Der Film greift drei Protagonisten aus der Gruppe der Absolventen heraus, die in Interviews zu Wort kommen und auch außerhalb der eigentlichen Chorproben von Labhart mit der Kamera begleitet wurden. Während die introvertierte Rebecca aus einem konservativen, gläubigen Elternhaus stammt und sich gerne zurückzieht, um zu lesen und ihre Brieffreundschaften zu pflegen, eckt die in Sri Lanka geborene Wanja mit ihren radikalen linken Ansichten mitunter an. Sie glaubt an das Ideal einer egalitären Gesellschaft, für das sie notfalls auch bereit wäre, an einem gewaltsamen Umsturz teilzunehmen. Solche Ambitionen sind Stefan – einem leidenschaftlichen Skater und Snowboarder – fremd. Er ist der ruhende Pol der Gemeinschaft, der des Öfteren Konflikte schlichten und zwischen einzelnen Schülern vermitteln muss.

Zum Abschied Mozart

Mit der Fokussierung auf diese drei in ihren Ansichten recht unterschiedlichen Jugendlichen erhält Zum Abschied Mozart trotz der zunächst groß und unübersichtlich erscheinenden Klassenstruktur einen sehr persönlichen Ton. Der Zuschauer bekommt ausreichend Zeit, um Rebecca, Wanja und Stefan näher kennen zu lernen. Im Zuge dessen wird er sicherlich auch so manches Vorurteil revidieren müssen. Labharts Dokumentation entwickelt sich peu à peu zu einem Porträt heutiger Jugendkultur – zumindest eines ganz speziellen Ausschnitts derselben, die einen krassen Gegenentwurf zu den entpolitisierten und gelangweilten Pubertierenden der üblichen im TV ausgestrahlten Schreckensberichte repräsentiert.

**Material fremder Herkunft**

PR #4357, opened 2025-06-17
[build] 06-17-25 Manual deps updates

fhanau:
- ~Roll Bazel 8.2.1:8.3.0~ this breaks CI entirely, possibly a bug within Bazel
- Update rules_cc toolchain
- Transition boringssl to bzlmod and update to latest

[nfc] Remove dh-primes.h
    We no longer support boringssl versions where these would need to be backported,
    and handling for this has moved to ncrypto anyway.


.bazelversion
```diff
@@ -1 +1 @@
-8.2.1
+8.3.0rc1
```
fhanau: - [ ] Wait for 8.3.0 proper to be released before merging.

PR #4360, opened 2025-06-17
Various refactoring for dynamic worker loading

kentonv:
This is just some simple refactoring needed for my upcoming dynamic worker loading feature. Figured I'd put these up and get them merged before conflicts arise (especially the first commit, which moves a bunch of code).

### DIFF
--- a/src/workerd/io/compatibility-date.c++
+++ b/src/workerd/io/compatibility-date.c++
@@ -95,8 +95,8 @@ kj::String currentDateStr() {
   return CompatDate::today().toString();
 }
 
-void compileCompatibilityFlags(kj::StringPtr compatDate,
-    capnp::List<capnp::Text>::Reader compatFlags,
+static void compileCompatibilityFlags(kj::StringPtr compatDate,
+    kj::HashSet<kj::String> flagSet,
     CompatibilityFlags::Builder output,
     Worker::ValidationErrorReporter& errorReporter,
     bool allowExperimentalFeatures,
@@ -124,14 +124,6 @@ void compileCompatibilityFlags(kj::StringPtr compatDate,
     case CompatibilityDateValidation::FUTURE_FOR_TEST:
       // No validation.
       break;
-  }
-
-  kj::HashSet<kj::String> flagSet;
-  flagSet.reserve(compatFlags.size());
-  for (auto flag: compatFlags) {
-    flagSet.upsert(kj::str(flag), [&](auto& existing, auto&& newValue) {
-      errorReporter.addError(kj::str("Compatibility flag specified multiple times: ", flag));
-    });
   }
 
   auto schema = capnp::Schema::from<CompatibilityFlags>();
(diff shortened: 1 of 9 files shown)


src/workerd/io/compatibility-date.c++
```diff
@@ -252,6 +244,42 @@ void compileCompatibilityFlags(kj::StringPtr compatDate,
...
+void compileCompatibilityFlags(kj::StringPtr compatDate,
+    capnp::List<capnp::Text>::Reader compatFlags,
+    CompatibilityFlags::Builder output,
+    Worker::ValidationErrorReporter& errorReporter,
+    bool allowExperimentalFeatures,
+    CompatibilityDateValidation dateValidation) {
+  kj::HashSet<kj::String> flagSet;
+  flagSet.reserve(compatFlags.size());
+  for (auto flag: compatFlags) {
+    flagSet.upsert(kj::str(flag), [&](auto& existing, auto&& newValue) {
```
anonrig, line 256: I'm not sure about the lifecycles here but can we get away from making an extra copy for these flags and convert set to StringPtr?

src/workerd/server/server.c++
```diff
@@ -1792,7 +1787,19 @@ struct ErrorReporter: public Worker::ValidationErrorReporter {
...
   }
 };
-}  // namespace
+
+// Implementation of ErrorReporter specifically for reporting errors in the top-level workerd
+// config.
+struct Server::ConfigErrorReporter final: public ErrorReporter {
+  ConfigErrorReporter(Server& server, kj::StringPtr name): server(server), name(name) {}
+
+  Server& server;
```
anonrig, line 1796: Would you mind adding a comment about the ownership and the lifecycle expectancy for this?

src/workerd/server/server.c++
```diff
@@ -3502,6 +3533,75 @@ kj::Own<Server::Service> Server::makeWorker(kj::StringPtr name,
     errorReporter.addError(kj::str("Worker must specify compatibilityDate."));
   }
 
+  kj::Vector<FutureSubrequestChannel> subrequestChannels;
+  kj::Vector<FutureActorChannel> actorChannels;
+  kj::Vector<FutureActorClassChannel> actorClassChannels;
+
+  auto confBindings = conf.getBindings();
+  kj::Vector<WorkerdApi::Global> globals(confBindings.size());
```
anonrig, line 3541: Does this vector grow? Can we use heapArray?

src/workerd/server/server.c++
```diff
@@ -3686,20 +3775,18 @@ kj::Own<Server::Service> Server::makeWorker(kj::StringPtr name,
     { auto drop = kj::mv(ctxExportsHandle); }
   });
 
-  auto linkCallback = [this, name, conf, subrequestChannels = kj::mv(subrequestChannels),
-                          actorChannels = kj::mv(actorChannels),
-                          actorClassChannels = kj::mv(actorClassChannels),
-                          &localActorConfigs](WorkerService& workerService) mutable {
+  auto linkCallback = [this, def = kj::mv(def)](WorkerService& workerService,
```
anonrig, line 3778: Question for education purposes: why don't we use jsg visitable lambda here?

src/workerd/server/server.c++
```diff
@@ -3713,26 +3800,26 @@ kj::Own<Server::Service> Server::makeWorker(kj::StringPtr name,
...
     // Link the ctx.exports self-referential channels. Note that it's important these are added
     // in exactyl the same order as the channels were allocated earlier when we compiled the
     // ctx.exports bindings.
     if (workerService.hasDefaultEntrypoint()) {
-      services.add(KJ_ASSERT_NONNULL(workerService.getEntrypoint(kj::none, kj::none)));
+      services.add(KJ_ASSERT_NONNULL(workerService.getEntrypoint(kj::none, {})));
     }
     for (auto& ep: entrypointNames) {
-      services.add(KJ_ASSERT_NONNULL(workerService.getEntrypoint(ep, kj::none)));
+      services.add(KJ_ASSERT_NONNULL(workerService.getEntrypoint(ep, {})));
```
anonrig: Can you add a comment next to the {} variable for the variable name?

src/workerd/server/server.c++
kentonv: Two lines down, we only add to this vector conditionally if `createBinding()` returns non-null. We don't know the actual size until then, though it usually ends up being `confBindings.size()`.

In any case this code is not new, just moved.

src/workerd/server/server.c++
kentonv: Because this isn't a JavaScript object.

src/workerd/server/server.c++
kentonv: The `Server` is the top-level object of the entire process. `ConfigErrorReporter` is a nested class of `Server`.

It's very common for nested objects to have references back to their parent, and it's normal to assume that it's the parent's responsibility to ensure that it doesn't allow instances of the nested object to outlive itself. I think commenting on that here would add more noise than it is worth.

src/workerd/io/compatibility-date.c++
kentonv: Maybe, but I only moved this code from above. Optimizing it is not part of my objective here.

src/workerd/server/server.c++
kentonv: Sure: e26c3d1d5

But I wonder if such comments make sense anymore with modern IDEs that can be configured to display the param names automatically.

src/workerd/server/server.c++
```diff
@@ -1761,21 +1761,16 @@ class NullIsolateLimitEnforcer final: public IsolateLimitEnforcer {
...
 };
 
-struct ErrorReporter: public Worker::ValidationErrorReporter {
-  ErrorReporter(Server& server, kj::StringPtr name): server(server), name(name) {}
-
-  Server& server;
-  kj::StringPtr name;
+}  // namespace
 
+// Shared ErrorReporter base implemnetation. The logic to collect entrypoint information is the
```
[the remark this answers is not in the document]
kentonv: Sorry bot but I just don't care.

PR #4361, opened 2025-06-17
First pass at instrumenting kv.list

jmorrell-cloudflare:
~~Note: depends on merging https://github.com/cloudflare/workerd/pull/4356 first~~

- Modifies some of the plumbing around getting an HTTP client so that `TraceContext` can be passed along, and modifies `kv.list` to use the new path.
- Adds more attributes for `kv.list` plus tests


src/workerd/api/kv.c++
```diff
@@ -60,12 +67,55 @@ static void parseListMetadata(
...
     obj.set(js, "cacheStatus"_kjc, cacheStatus.orDefault(js.null()));
+    KJ_IF_SOME(cs, cacheStatus) {
+      traceContext.userSpan.setTag("cloudflare.kv.response.cache_status"_kjc, cs.toString(js));
+    }
   });
 }
 
 constexpr auto FLPROD_405_HEADER = "CF-KV-FLPROD-405"_kj;
 
+kj::Own<kj::HttpClient> KvNamespace::getHttpClient(IoContext& context,
```
jmorrell-cloudflare, line 94: The other `KvNamespace::getHttpClient` creates spans for every method all at once. This works only if you do not want to introspect the response or capture errors during execution.

This implementation allows us more flexibility with instrumentation. I will move each KV method over to it as I instrument them and then delete the other.

src/workerd/api/kv.c++
```diff
@@ -40,15 +40,22 @@ static void validateKeyName(kj::StringPtr method, kj::StringPtr name) {
...
+  static constexpr auto CURSOR = "cursor"_kjc;
+  static constexpr auto LIST_COMPLETE = "list_complete"_kjc;
+  static constexpr auto EXPIRATION = "expiration"_kjc;
 
   js.withinHandleScope([&] {
     auto obj = KJ_ASSERT_NONNULL(listResponse.tryCast<jsg::JsObject>());
     KJ_IF_SOME(keysArr, obj.get(js, KEYS).tryCast<jsg::JsArray>()) {
       auto length = keysArr.size();
+      traceContext.userSpan.setTag(
+          "cloudflare.kv.response.returned_rows"_kjc, static_cast<int64_t>(length));
```
jmorrell-cloudflare, line 58: This would be a little cleaner if we supported more `int` types as tag values

@fhanau Would you be open to a PR adding int32 and uint32 to this type? https://github.com/cloudflare/workerd/blob/main/src/workerd/io/trace.h#L571

fhanau: adding more types for tags would add lots of boilderplate code to places like spanTagClone(). I don't think it really matters here – since you added the cast I assume the compiler refuses to automatically cast here, but a simple cast seems acceptable here too.

src/workerd/api/kv.c++
```diff
@@ -424,23 +473,34 @@ jsg::Promise<jsg::JsRef<jsg::JsValue>> KvNamespace::list(
...
       }
       KJ_IF_SOME(maybePrefix, o.prefix) {
         KJ_IF_SOME(prefix, maybePrefix) {
+          traceContext.userSpan.setTag("cloudflare.kv.query.prefix"_kjc, kj::str(prefix));
           url.query.add(kj::Url::QueryParam{kj::str("prefix"), kj::str(prefix)});
         }
       }
       KJ_IF_SOME(maybeCursor, o.cursor) {
         KJ_IF_SOME(cursor, maybeCursor) {
+          traceContext.userSpan.setTag("cloudflare.kv.query.cursor"_kjc, true);
```
fhanau, line 503: Doesn't this overlap with the existing `cloudflare.kv.query.parameter.cursor` tag? Same applies for some related tags.

src/workerd/api/kv.c++
```diff
@@ -424,23 +473,34 @@ jsg::Promise<jsg::JsRef<jsg::JsValue>> KvNamespace::list(
     jsg::Lock& js, jsg::Optional<ListOptions> options) {
   return js.evalNow([&] {
     auto& context = IoContext::current();
+    auto traceSpan = context.makeTraceSpan("kv.list"_kjc);
+    auto userSpan = context.makeUserTraceSpan("kv.list"_kjc);
+    TraceContext traceContext(kj::mv(traceSpan), kj::mv(userSpan));
+
+    traceContext.userSpan.setTag("db.system"_kjc, kj::str("cloudflare.kv"_kjc));
```
fhanau, line 480: I don't think this should be set within list itself – see the existing getHttpClient(), where we set this attribute for a number of operations at once.
The value of the tag is not matching what we have there (cloudflare.kv vs. cloudflare-kv, for the operation name we have kv.list vs. kv_list)

src/workerd/api/kv.c++
```diff
@@ -424,23 +473,34 @@ jsg::Promise<jsg::JsRef<jsg::JsValue>> KvNamespace::list(
...
+    traceContext.userSpan.setTag("db.operation.name"_kjc, kj::str("list"_kjc));
+    traceContext.userSpan.setTag("cloudflare.binding_type"_kjc, kj::str("KV"_kjc));
```
fhanau, line 482: If we add this we'd want to have it for each binding, right? Not opposed to adding it per se, but that's something that should be discussed internally first so that we agree that it's needed/what the right tag name is, and it should be added across bindings in a different change set.

src/workerd/api/kv.c++
jmorrell-cloudflare: See my other comment. The existing code trying to add all the instrumentation code in one place is less flexible given that it cannot observe anything about the response. The idea is to lift all of the instrumentation to live alongside the code it instruments.

src/workerd/api/kv.c++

Dafür lässt sich der Film erst an zweiter Stelle auf eine Analyse der Gruppendynamik und des musikalischen Themas ein. Die Tatsache, dass ausgerechnet Mozarts Requiem von den Schülern aufgeführt werden soll, eine Totenmesse, wird von dem Leiter des Chorprojektes, Thomas Gmelin, und einigen Schülern zwar in Ansätzen diskutiert, letztendlich jedoch nicht weiter vertieft. Für Labhart selber scheint von Mozarts Musik durchaus eine spirituelle Kraft auszugehen, die er in mit einzelnen Sätzen des Requiems unterlegten Landschaftsaufnahmen zum Ausdruck bringen möchte. Diese Einschübe unterbrechen immer wieder die teils hektischen, teils konzentrierten Chorproben. In Verbindung mit dem Duktus des fast ausnahmslos gesprochenen Schweizerdeutsch verleihen sie seiner Dokumentation einen ruhigen, entspannten Charakter, der sich grundlegend von dem vitalen Streetworking-Charme eines Rhythm is It! unterscheidet.